May I say this is the best argument I have ever heard from a Calvinist?

Yes, that is as good as it gets.

And I got a hat.

One up for the Open Theists!

Friday, November 16, 2007

Are You a Compelling Argument?

In two conversations recently a certain thought has crossed my mind. That thought involves what passes as an compelling apologia for the Faith.
For some, the authority of the Church, with its various levels of priestcraft and tradition, whether it be ancient or new-fangled, is the proof offered. It is the proof of an insistent, bigger voice which, while not God Himself, makes the hearer feel sufficiently dependent and small.
For others it is the philosophic/historic/debate driven proof that evolution is wrong, God exists, the Flood happened, etc. etc.. This is the most popular apologia and where, if you buy a book on apologetics, you will find yourself immersed.
Some find that the Fake is sufficient to prove the Faith to themselves and to others. This involves stories easily checked on Snopes.com which everyone (everyone with a modicum of smarts) knows are a fraud, but the desire to believe that Life is this way, creates the offering of a lie in exchange for a "willful suspension of disbelief". It is an apologia of "I really want this kind of thing to be true and you told me it was". I have been in embarrassing conversations with college educated Christians sharing tales where only my breeding as a gentleman kept me from informing them in front of their wife and offspring that they, yes they, had managed to make the word "retard" a necessary and helpful part of my vocabulary.
Rarely, and this is my thought in these recent conversations, are the apologies of the Authority of the Church, the Debate on Facts and Ideas, or the Born Fools Believing Abject Lies any match for the Grand Battle between Sin and Righteousness.
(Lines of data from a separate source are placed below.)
PR #3754, opened 2016-02-15
Revisiting Learn More preference

tonyr59h:
Addresses #3678, #3677, #3638, #3705.

cc @mattmiklic

Edit: Much of the work was actually done on the web page itself. Content was added [here](https://en.support.wordpress.com/settings/discussion-settings/#default-article-settings) that the mobile client uses for the dialog.

Issue #3678, opened 2016-01-30
Site Settings: "Learn More" popup can follow links in browser to odd pages


v18:
The "Learn More" pop up displays the links present in the webpage as usual, and therefore it's possible to go to unintuitive places from there. Maybe it would be better to open the support page using a new browser tab instead of as a pop up?

Here are some screenshots to illustrate:

![odd-pages-1](https://cloud.githubusercontent.com/assets/11487924/12691898/52123d42-c6a5-11e5-9847-c066b943bc58.png)
![odd-pages-2](https://cloud.githubusercontent.com/assets/11487924/12691899/52147044-c6a5-11e5-875a-af7e502710b9.png)
![odd-pages-3](https://cloud.githubusercontent.com/assets/11487924/12691901/52157a70-c6a5-11e5-9bdd-b86fe37a47c0.png)
![odd-pages-4](https://cloud.githubusercontent.com/assets/11487924/12691900/521539ca-c6a5-11e5-9803-1e86771ccb9a.png)

This is related to #3638

tonyr59h:
> Maybe it would be better to open the support page using a new browser tab instead of as a pop up?

Other parts of the app will generally open a WebView in-app (rather than in the browser) so the UX isn't split between two apps. My first thought would be to intercept link clicks and ignore them. @mattmiklic any thoughts?

tonyr59h:
Addressed in #3754.

PR #11600, opened 2020-04-07
Commenting out the override method shouldOverrideUrlLoading() fixes the issue

gibtang:
Fixes #
Fixed issue where the URL for the popup does not load due to shouldOverrideUrlLoading()

To test:
In the WordPress app, go to My Sites > Settings > More > Learn More > Website loads correctly

PR submission checklist:

### DIFF
--- a/WordPress/src/main/java/org/wordpress/android/ui/prefs/LearnMorePreference.java
+++ b/WordPress/src/main/java/org/wordpress/android/ui/prefs/LearnMorePreference.java
@@ -213,11 +213,11 @@ public class LearnMorePreference extends Preference implements View.OnClickListe
     }
 
     private class LearnMoreClient extends WebViewClient {
-        @Override
-        public boolean shouldOverrideUrlLoading(WebView webView, String url) {
-            // prevent loading clicked links
-            return !mUrl.equals(url) && !SUPPORT_CONTENT_JS.equals(url) && !CONTENT_PADDING_JS.equals(url);
-        }
+//        @Override
+//        public boolean shouldOverrideUrlLoading(WebView webView, String url) {
+//            // prevent loading clicked links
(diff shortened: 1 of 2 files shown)


WordPress/src/main/java/org/wordpress/android/ui/prefs/LearnMorePreference.java
```diff
@@ -213,11 +213,11 @@ public SavedState createFromParcel(Parcel in) {
...
-        @Override
-        public boolean shouldOverrideUrlLoading(WebView webView, String url) {
-            // prevent loading clicked links
-            return !mUrl.equals(url) && !SUPPORT_CONTENT_JS.equals(url) && !CONTENT_PADDING_JS.equals(url);
-        }
+//        @Override
+//        public boolean shouldOverrideUrlLoading(WebView webView, String url) {
+//            // prevent loading clicked links
+//            return !mUrl.equals(url) && !SUPPORT_CONTENT_JS.equals(url) && !CONTENT_PADDING_JS.equals(url);
+//        }
```
aerych, line 220: A couple of thoughts.  

We prefer to just remove code that is no longer needed rather than comment it out. It keeps things nice and tidy that way.

Removing this overridden method may have some side effects we probably don't want. If you check the git blame and history you can see where the [code was added](https://github.com/wordpress-mobile/WordPress-Android/pull/3754) and the [issue it was trying to solve](https://github.com/wordpress-mobile/WordPress-Android/issues/3678). 

 Maybe do a little more investigation to see how the issue could be addressed without removing this method.

gibtang: Done. It was a URL redirect of https://en.support.wordpress.com/settings/discussion-settings/#default-article-settings to https://wordpress.com/support/settings/discussion-settings/#default-article-setting that will trigger the calling of the method. So I changed the URL in site_settings.xml to https://wordpress.com/support/settings/discussion-settings/#default-article-settings instead and the issue is fixed

PR #11601, opened 2020-04-07
Mark some string references untranslatable

maxme:
We missed to mark some string references untranslatable. Translators were getting asked to translate them in GlotPress.

### DIFF
--- a/WordPress/src/main/res/values/strings.xml
+++ b/WordPress/src/main/res/values/strings.xml
@@ -827,7 +827,7 @@
     <string name="app_theme_entry_value_dark" translatable="false">dark</string>
     <string name="app_theme_entry_value_default" translatable="false">default</string>
     <string name="app_theme_entry_value_default_key" translatable="false">@string/app_theme_entry_value_light</string>
-    <string-array name="app_theme_entries" tools:ignore="InconsistentArrays">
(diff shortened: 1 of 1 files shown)


khaykov:
Hey @maxme 👋 Regarding `app_theme_entries`, it contains translatable strings in it it as a reference. I assume this doesn't work well with GlotPress? If so, there is another version of this array in [v28](https://github.com/wordpress-mobile/WordPress-Android/blob/develop/WordPress/src/main/res/values-v28/strings.xml).

maxme:
Hi @khaykov - we should mark all the references as untranslatable, but the referenced strings themselves should be translatable. In that case, the string array is using references only, it should be marked untranslatable (we don't want the references to land as a string to be translated) but the referenced strings should be translated (and obviously not marked untranslatable).

This looks good to me (and this what we're doing in other places with other `string-array` that are displayed to the users).

```
<string name="app_theme_light">Light</string>
<string name="app_theme_dark">Dark</string>

[...]

<string-array name="app_theme_entries" translatable="false" tools:ignore="InconsistentArrays">
  <item>@string/app_theme_light</item>
  <item>@string/app_theme_dark</item>
</string-array>
```

Everything in `v28/strings.xml` should also be marked untranslatable, but since it's not imported in GlotPress, there is no impact.

PR #11608, opened 2020-04-08
Support multiple images on preview screen

### LINKED ISSUE #11152: Show all images in a horizontal recycler view on the Hub

ashiagr:
Partially fixes #11152

We decided to use `ViewPager2` (for swipeable ImageViews) and `TabLayout` + `TabLayoutMediator` (for thumbnails) instead of having a static `ImageView` and displaying thumbnails in a `RecyclerView`.

This PR just
- loads images into `ViewPager2` from a dummy data list using [ListAdapter](https://developer.android.com/reference/kotlin/androidx/recyclerview/widget/ListAdapter) so that we don’t have to fully implement [DiffUtil](https://developer.android.com/reference/android/support/v7/util/DiffUtil.html) or call [notifyDataSetChanged](https://developer.android.com/reference/android/support/v7/widget/RecyclerView.Adapter.html#notifyDataSetChanged()). 
- observes changes to the above adapter inside `PagerAdapterObserver` and loads thumbnails using `TabLayoutMediator`.
- refactors code to use existing preview image states we used for single image editing

(This PR only supports image load success states. Load failed states are being supported in [this branch](https://github.com/wordpress-mobile/WordPress-Android/tree/issue/viewpager2-image-load-failed) because of some image display issues, can create separate PR or merge in this one later. )

viewpager

Pending action items related to this PR:

- [ ] Dummy data - replace with actual data from custom image picker later (along with changes to any method signatures and any logic that depends on number of images).
- [ ] Thumbnails - manage select index on orientation change.
- [ ] Thumbnails - do we need to manage thumbnail image failed states?
- [ ] Existing test cases - update once changes are finalised.
- [ ] Temporarily commented: navigate to next screen, file saving logic. Handle in upcoming PRs when we add done button to preview screen.

PR submission checklist:


libs/image-editor/ImageEditor/src/main/kotlin/org/wordpress/android/imageeditor/preview/PreviewImageFragment.kt
```diff
@@ -36,22 +39,57 @@ class PreviewImageFragment : Fragment() {
...
+
+        val tabConfigurationStrategy = TabLayoutMediator.TabConfigurationStrategy { tab, position ->
+            if (tab.customView == null) {
+                val customView = LayoutInflater.from(context).inflate(layout.preview_image_thumbnail, null)
+                tab.customView = customView
+            }
+            val imageView = (tab.customView as FrameLayout).findViewById<ImageView>(R.id.thumbnailImageView)
+            val pagerAdapter = previewImageViewPager.adapter as PreviewImageAdapter
+            val imageData = pagerAdapter.currentList[position].data
+            loadIntoImageView(imageData.lowResImageUrl, imageView)
```
ashiagr, line 72: I'm thinking to pass selected position to the VM and let VM pass image data to the fragment to load the thumbnail. This selected position can also be used to manage selected position on orientation change.

libs/image-editor/ImageEditor/src/main/kotlin/org/wordpress/android/imageeditor/preview/PreviewImageFragment.kt
```diff
@@ -36,22 +39,57 @@ class PreviewImageFragment : Fragment() {
...
+        val previewImageAdapter = PreviewImageAdapter(
+            loadIntoImageViewWithResultListener = { imageData, imageView, position ->
+                loadIntoImageViewWithResultListener(imageData, imageView, position)
+            }
+        )
+        previewImageViewPager.adapter = previewImageAdapter
+
+        val tabConfigurationStrategy = TabLayoutMediator.TabConfigurationStrategy { tab, position ->
+            if (tab.customView == null) {
+                val customView = LayoutInflater.from(context).inflate(layout.preview_image_thumbnail, null)
```
malinajirka, line 66: Do we really want to pass null as root? Have you considered passing `root = tablayout` and `attachToParent = false`?

libs/image-editor/ImageEditor/src/main/kotlin/org/wordpress/android/imageeditor/preview/PreviewImageFragment.kt
```diff
@@ -36,22 +39,57 @@ class PreviewImageFragment : Fragment() {
...
+                tab.customView = customView
+            }
+            val imageView = (tab.customView as FrameLayout).findViewById<ImageView>(R.id.thumbnailImageView)
+            val pagerAdapter = previewImageViewPager.adapter as PreviewImageAdapter
```
malinajirka, line 70: Nitpick: Could we use `previewImageAdapter` and remove this line?

libs/image-editor/ImageEditor/src/main/kotlin/org/wordpress/android/imageeditor/preview/PreviewImageFragment.kt
malinajirka: >This selected position inside VM can also be used to select the right thumbnail on orientation change.

Re-selection of the correct tab should be handled by the system. 

> let VM pass image data to the fragment to load the thumbnail

What do you mean by that? Thumbnail loading already works, right?

libs/image-editor/ImageEditor/src/main/kotlin/org/wordpress/android/imageeditor/preview/PreviewImageFragment.kt
```diff
@@ -119,10 +157,17 @@ class PreviewImageFragment : Fragment() {
...
+//        val inputFilePath = fileInfo.first
+//        val outputFileExtension = fileInfo.second
+//        findNavController().navigate(
+//            PreviewImageFragmentDirections.actionPreviewFragmentToCropFragment(inputFilePath, outputFileExtension)
+//        )
+    }
+
+    override fun onDestroyView() {
+        super.onDestroyView()
+        previewImageViewPager.adapter?.unregisterAdapterDataObserver(pagerAdapterObserver)
```
malinajirka, line 170: I'm just wondering if we can set these fields simply to `null` -> they are no longer valid? AFAIK gc will be able to collect both the fields and the views. Wdyt?

libs/image-editor/ImageEditor/src/main/kotlin/org/wordpress/android/imageeditor/preview/PreviewImageViewHolder.kt
```diff
@@ -0,0 +1,42 @@
...
+    private val errorLayout = itemView.findViewById<ConstraintLayout>(R.id.errorLayout)
+
+    fun onBind(uiState: ImageUiState) {
+        loadIntoImageViewWithResultListener.invoke(uiState.data, previewImageView, adapterPosition)
+        UiHelpers.updateVisibility(progressBar, uiState.progressBarVisible)
+        UiHelpers.updateVisibility(errorLayout, uiState.retryLayoutVisible)
+    }
+
+    companion object {
+        fun create(
```
malinajirka, line 30: Have you considered using [this approach](https://github.com/wordpress-mobile/WordPress-Android/blob/2b681ae6d87f837c2eab29a99a428ce2a7a875fc/WordPress/src/main/java/org/wordpress/android/ui/main/ActionListItemViewHolder.kt#L18) instead of the companion object? Is there any advantage?

libs/image-editor/ImageEditor/src/main/kotlin/org/wordpress/android/imageeditor/preview/PreviewImageAdapter.kt
```diff
@@ -0,0 +1,41 @@
...
+        (holder as PreviewImageViewHolder).onBind(uiState)
+    }
+}
+
+private class PreviewImageDiffCallback : DiffUtil.ItemCallback<ImageUiState>() {
+    override fun areItemsTheSame(oldItem: ImageUiState, newItem: ImageUiState): Boolean {
+        return oldItem.data.lowResImageUrl == newItem.data.lowResImageUrl
+    }
+
+    override fun areContentsTheSame(oldItem: ImageUiState, newItem: ImageUiState): Boolean {
```
malinajirka, line 35: I'm wondering if this implementation is what we actually want. AFAIK we want to return `false` when we need to re-render the UI right?

For example I believe we don't need to re-render anything for the following states, right? 
ImageDataStartLoadingUiState
ImageInLowResLoadSuccessUiState
ImageInLowResLoadFailedUiState

SideNote: It raises a question if it make sense to have 3 uiState for something which doesn't result in a change on the UI.

libs/image-editor/ImageEditor/src/main/kotlin/org/wordpress/android/imageeditor/preview/PreviewImageViewHolder.kt
ashiagr: I was used to companion object approach from [Android Architecture Blueprints sample](https://github.com/android/architecture-samples/blob/master/app/src/main/java/com/example/android/architecture/blueprints/todoapp/tasks/TasksAdapter.kt#L53-L60) and it just creeped in. There was no added advantage so used suggested approach here: bf8f911.

libs/image-editor/ImageEditor/src/main/kotlin/org/wordpress/android/imageeditor/preview/PreviewImageFragment.kt
ashiagr: Yes we can, replaced and removed here: 342099b. Thanks :).

libs/image-editor/ImageEditor/src/main/kotlin/org/wordpress/android/imageeditor/preview/PreviewImageFragment.kt
ashiagr: Inflated layout’s root element wrapped a fixed size `ImageView`, so even if root element's layout params were ignored, the view would render fine. But I agree, we should avoid passing null. Fixed here:  83af0d7

libs/image-editor/ImageEditor/src/main/kotlin/org/wordpress/android/imageeditor/preview/PreviewImageFragment.kt
ashiagr: `previewImageViewPager.adapter` is set to null inside `TabLayoutMediator` `detach()` called in the following line. I've also set `pagerAdapterObserver` to `null` in ea85194. Hope this is what you meant by 

> these fields

libs/image-editor/ImageEditor/src/main/kotlin/org/wordpress/android/imageeditor/preview/PagerAdapterObserver.kt
```diff
@@ -0,0 +1,63 @@
+package org.wordpress.android.imageeditor.preview
+
+import androidx.recyclerview.widget.RecyclerView
+import androidx.viewpager2.widget.ViewPager2
+import com.google.android.material.tabs.TabLayout
+import com.google.android.material.tabs.TabLayoutMediator.TabConfigurationStrategy
+
+/**
```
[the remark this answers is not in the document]
ashiagr: > I'm new to the ViewPager2. Moreover, I haven't used any ViewPager with a Tablayout for a long time. I'm sorry if the questions don't make sense.

I'm new to `ViewPager2` as well :D. Please don't feel sorry, all thoughts are welcome that can improve the implementation 🙌. 

I think flickering was because of all tabs getting removed and then re-added in the default adapter observer whenever adapter refreshed. I tried to keep the tabs and just update the url to bring a little improvement. It can be further improved, but I'm not sure if we should do it now or later after we've finished higher priority tasks. Utilising `onItemRangeChanged` and `DiffUtil` seems like a promising solution. Thanks for sharing your thoughts 🙏.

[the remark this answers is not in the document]
malinajirka: Thanks for the answer! ;) I agree that we can get back to optimizations later.

libs/image-editor/ImageEditor/src/main/kotlin/org/wordpress/android/imageeditor/preview/PreviewImageFragment.kt
ashiagr: I think it was premature to comment on it. Please ignore it. 

> Re-selection of the correct tab should be handled by the system.

Currently last selected tab doesn't get reselected after orientation change. It is in my pending action items list, might need some changes in the VM.

libs/image-editor/ImageEditor/src/main/kotlin/org/wordpress/android/imageeditor/preview/PreviewImageFragment.kt
malinajirka: Sorry, my comment wasn't clear. What I meant is if we can set both the fields to null instead of calling "deatch" and "unregisterAdapterDataObserver". It seems weird that we'd need to manually unregister from a UI component - or have you find this information somewhere in the docs? Wdyt?

libs/image-editor/ImageEditor/src/main/kotlin/org/wordpress/android/imageeditor/preview/PreviewImageAdapter.kt
malinajirka: I'd consider fixing this. Even though it's just an optimization, it feels like a bug.
Perhaps, something like this?
`
return oldItem.data != newItem.data
           || oldItem.progressBarVisible != newItem.progressBarVisible
           || oldItem.retryLayoutVisible != newItem.retryLayoutVisible;
`

wdyt?

ashiagr: >  AFAIK we want to return false when we need to re-render the UI right?

Correct

> For example I believe we don't need to re-render anything for changes between the following states, right?
ImageDataStartLoadingUiState
ImageInLowResLoadSuccessUiState
ImageInLowResLoadFailedUiState

> SideNote: It raises a question if it make sense to have 3 uiState for something which doesn't result in a change on the UI.

I'll think more on it. I just tried to refactor and fit in existing logic and states for single image to multiple images in the first iteration. There might still be a case when we will have just one image in the list and all states might be meaningful, however I haven't thought much about it yet.

libs/image-editor/ImageEditor/src/main/kotlin/org/wordpress/android/imageeditor/preview/PreviewImageFragment.kt
ashiagr: So I checked `TabLayoutMediator` source code and observed inside `detach()` it [unregisters the adapter observer](https://github.com/material-components/material-components-android/blob/master/lib/java/com/google/android/material/tabs/TabLayoutMediator.java#L150-L153) if `autoRefresh` is enabled. Since we haven't enabled `autoRefresh`, I considered unregistering it explicitly in an appropriate lifecycle method:

`onViewCreated -> registerAdapterDataObserver`
`onDestroyView -> unregisterAdapterDataObserver`

I guess there's no harm in doing so?

malinajirka: Ok, lets keep it. It makes the code more complicated, but I guess it's better to play it safe in this case. Thanks for looking into it.

libs/image-editor/ImageEditor/src/main/kotlin/org/wordpress/android/imageeditor/preview/PreviewImageAdapter.kt
malinajirka: >I'll think more on it. I just tried to refactor and fit in existing logic and states for single image to multiple images in the first iteration. There might still be a case when we will have just one image in the list and all states might be meaningful, however I haven't thought much about it yet.

I see. Yeah make sense to keep it since we still use it for the single image scenario. I didn't realize that. Thanks for the clarification!

libs/image-editor/ImageEditor/src/main/kotlin/org/wordpress/android/imageeditor/preview/PreviewImageViewModel.kt
```diff
@@ -80,18 +129,61 @@ class PreviewImageViewModel : ViewModel() {
...
 
-    private fun createImageDataStartLoadingUiState(
-        loResImageUrl: String,
-        hiResImageUrl: String
-    ): ImageDataStartLoadingUiState = ImageDataStartLoadingUiState(
-        ImageData(loResImageUrl, hiResImageUrl)
-    )
+    private fun createViewPagerItemsInitialUiStates(
+        data: List<ImageData>
+    ): List<ImageUiState> {
```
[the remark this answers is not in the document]
ashiagr: Changed here 7cbdb37

libs/image-editor/ImageEditor/src/main/kotlin/org/wordpress/android/imageeditor/preview/PreviewImageViewModel.kt
```diff
@@ -100,29 +192,48 @@ class PreviewImageViewModel : ViewModel() {
 
     data class ImageData(val lowResImageUrl: String, val highResImageUrl: String)
 
+    data class UiState(
+        val viewPagerItemsUiState: ViewPagerItemsUiState
+    ) {
+        sealed class ViewPagerItemsUiState(
```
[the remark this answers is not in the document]
ashiagr: Changed here 7cbdb37

malinajirka:
LGTM! Thanks for the changes.

I'm merging the PR even though lint and strings-check are not passing, as it goes only to a feature branch.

Catechize your kid, wrap their reading up in Philip Johnson and Josh McDowell, and send them off to Creation concerts where they can hear the latest of Christian mythologies and when they go off to college, what do you know?, they tube it. Sin seems fully capable to trump everything but actual Righteousness. Why not prove the Faith by proving in your life what the Faith was supposed to do? That a lot of people have believed it, or that it is true, or that it even excites rumours is no replacement for it working. I guess it is easier for most (thinking their doing Our God a favor) to read Michael Behe or C.S. Lewis and spout a regurgitated argument than it is to be holy and point your child (ah, there's the rub) or the nonbeliever that knows you well, at your life. Wouldn't it be nice if the Grand Victory of Christ over Sin at the Cross had some practical evidence?
Of course its true, look at what it has done for me!

Monday, November 05, 2007

Graeme Stanford Wilson

I am duly proud of my children. Number 3, Graeme, is almost done with boot camp at Ft. Leonard Wood. He has done very well and is currently first in his platoon in physical training.
After this he is on to Advanced Infantry Training (home for Christmas, thankfully) and then finally home to attend the University of Idaho in the U.S. Army ROTC.

Pray for him. You can be proud too as he serves us all.